Consider this piece of code

void foo(const int*& p);

int main() {
  int *p = 0;
  foo(p); // ERROR: cannot initialize `const int *&` with `int *`
}

If you try to compile it, it will result in an error. The reason for the error is that it is impossible to bind a reference of const int *& type to a pointer of int * type. This would violate the const-correctness rules.

Another, smaller example that illustrates the same problem

int *p = 0;
const int *&rp = p; // ERROR: cannot initialize `const int *&` with `int *`

This is actually the problem you have in your code as well. You declared your template with const TCHAR*& parameter type

template <> Log& Log::operator<<( const TCHAR*& input )
{ printf("tchar ptr ref"); }

and expect it to be called for argument of TCHAR * type

TCHAR* test5 = L"test5";
log << test5;

It is impossible. Your template is not considered as a viable function for the call. Either add const to the argument type, or remove const from the parameter type. Or, maybe, get rid of the reference. (Why do you declare the parameter as a reference to a pointer?)

P.S. You might find it surprising that instead of your desired target function the compiler calls the template

template <typename T> Log& Log::operator<<( const T& input )
{ printf("ref"); }

At the first sight it might seem as if the compiler is doing what I just called "impossible". In reality, what the compiler is doing is a completely different thing.

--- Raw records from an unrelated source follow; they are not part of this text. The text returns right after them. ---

PR #3870, opened 2020-10-21
refactor set_default_assemblers to fix the Newton solver for heatflow boundaries

### LINKED ISSUE #3869: Solve problem with Newton solver with heat flux boundaries
This is a follow up issue to pull request #3868 (see that pull request for an initial discussion). The same needs to be fixed for the Newton solver, but it would make sense to do this in a way which is a bit more sustainable for future changes to the assembly. 

I don't think it should be too much work to just separate the stokes part and then for the normal and Newton assembles we can then just call `set_default_assemblers`. @tjhei suggested that we can also just set the assemblers and then replace them later. I am not sure how this would work since we push them somewhere in a assembly vector without knowing exactly where. @tjhei could you expand a little bit on that?

MFraters:
A slight refactoring of the code which should fix the problem with the heatflow boundaries and make it more future proof. 

followup to #3868. Fixes #3869.

### DIFF
--- a/include/aspect/simulator.h
+++ b/include/aspect/simulator.h
@@ -1031,14 +1031,25 @@ namespace aspect
       /**
        * Determine, based on the run-time parameters of the current simulation,
        * which functions need to be called in order to assemble linear systems,
-       * matrices, and right hand side vectors. This function handles the
-       * default operation mode of ASPECT, i.e. without considering two-phase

The latter template gets instantiated with T equal to TCHAR *. How, if you carefully expand the above argument declaration for T == TCHAR *, you'll get TCHAR *const &, not const TCHAR *&. These are two completely different things. It is perfectly possible to initialize a TCHAR *const & reference with a TCHAR * pointer, which is exactly what the compiler is doing in your case.

Returning to my simple example

int *p = 0;
const int *&rp1 = p; // ERROR: cannot initialize `const int *&` with `int *`
int *const &rp2 = p; // OK, no error here

Answer 3

A-HA!

So, I broke the problem down into it's smallest part and discovered something about the order in which template functions are matched. First, I broke the program down into this:

// main.cpp
int main()
{
 Log log;
 wchar_t* test = L"test";
 log << test;
 return 0;
}

And // Log.h

class Log
{
  public:
   template <typename T> Log& operator<<( const T* x );
};

template <> Log& Log::operator<<( wchar_t* const & input );

And // Log.ccp

#include "Log.h"

template <> Log& Log::operator<<( const wchar_t* input )
{ printf("wchar_t ptr\n"); return *this; }

And sure enough, my template specialization got called. When I added another specialization to the Log header like this

template <typename T> Log& operator<<( const T& x );

The compiler started matching the new function instead. This time, however, I didn't include a definition for the template, so the linker complained. The linker showed the following error:

error LNK2019: unresolved external symbol "public: class Log & __thiscall Log::operator<<<wchar_t *>(wchar_t * const &)" (??$?6PA_W@Log@@QAEAAV0@ABQA_W@Z) referenced in function _main

This told me the type it was trying to match:

wchar_t* const &

A const pointer, not a pointer-to-const reference! So, now my program works. I just specialize the template like so:

template <> Log& Log::operator<<( wchar_t* const & input );

Thanks for the help everyone.

Answer 4

I think that the lack of constness is confusing the compiler.

Try

        const TCHAR* test5 = L"test5";

or even more correctly

        const TCHAR* test5 = _T("test5");

I think that will give you what you expect.